I have seen that example, but if I take that case as an example then
my order would be softdeletable, but the orderline would not!

Thus when I remove my order that will be set to "IsDeleted = true",
while my orderlines would actually be deleted immediately!

This leads to resaving a deleted orderline !

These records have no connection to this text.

PR #11, opened 2018-02-20
Do not check if date returned by modulemd_module_get_eol is valid, it is always valid when not NULL.

hanzz:
Fixes "Warning: g_date_valid: assertion 'd != NULL' failed" during `module_v1.upgrade()` which is spamming ODCS test logs.

### DIFF
--- a/modulemd/modulemd-module.c
+++ b/modulemd/modulemd-module.c
@@ -2267,7 +2267,7 @@ _modulemd_upgrade_v1_to_v2 (ModulemdModule *self)
 
   /* Upgrade the EOL field to a "rawhide" servicelevel*/
   eol = modulemd_module_get_eol (self);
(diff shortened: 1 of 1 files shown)


ignatenkobrain:
NAK, this is just workaround instead of proper fix. I'm working on this.

hanzz:
Fix also this place then: https://github.com/hanzz/libmodulemd/blob/master/modulemd/modulemd-yaml-emitter.c#L453

sgallagher:
An issue describing the problem you're trying to solve would be desirable.

mprahl:
@sgallagher I filed issue #17 for this.

sgallagher:
Closing this pull request as it is irrelevant in modulemd v2 and addressed in the libmodulemd-1.1 release.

On 10 sep, 18:37, "Will Shaver" <[EMAIL PROTECTED]> wrote:
> http://blogs.hibernatingrhinos.com/nhibernate/archive/2008/04/08/soft...
>
> There is also some code in the NHibernate Contrib project under
> NHibernate.Burrow.Appblock.SoftDelete that you can review or use.
>
>  -Will
>
> On Wed, Sep 10, 2008 at 4:06 AM, Patrick De Boeck <[EMAIL PROTECTED]>wrote:
>
>
>
> > Hi All,
>
> > I have the following situation:  A domain model which has various
> > classes that all map to one or more tables in a DB2 database.  For
> > keeping track of versioning our dba guys have written a trigger that
> > will copy the entire table record into a seperate 'history' version
> > table.
>
> > No worries untill they figured out that with this approach it would be
> > impossible to track who actually deleted an item.  So they went a step
> > further and made deletes forbidden.  Now we would have to update the
> > record and set the a field to '+DELETE+'.  A trigger will then run
> > afterwards and copy the 'deleted' version to the history and then
> > fysically delete the row.
>
> > So far the intro.  I have made an interface IVersionable (because not
> > all domain objects require this approach) and have written a
> > IVersionableDeleteEventListener that will do the following:
>
> > if (entity is IVersionable)
> > {
> >       IVersionable versionable = (IVersionable)entity;
> >       versionable.CreatedBy = "+DELETE+";
> >       versionable.LastModification = DateTime.Now;
> >       versionable.LastModifiedBy =
> > UserContextHelper.GetUserPrincipal();
>
> >       CascadeBeforeDelete(session, persister, entity, entityEntry,
> > transientEntities);
> >       CascadeAfterDelete(session, persister, entity,
> > transientEntities);
> > }
> > else
> > {
> >       base.DeleteEntity(session, entity, entityEntry,
> > isCascadeDeleteEnabled,
> >                                  persister, transientEntities);
> > }
>
> > This now conflicts with my cascading rules I have set for this
> > object.  I receive the following error: "deleted object would be re-
> > saved by cascade"
>
> > The problem lies in the fact that A has a collection of B.  A is
> > Versionable while B is not.  Thus B should be deleted and A should be
> > marked for deletion.  The cascading options set on A try the re-save B
> > which results in the above error.
>
> > Does anyone have had the same problem and how have you then solved
> > this?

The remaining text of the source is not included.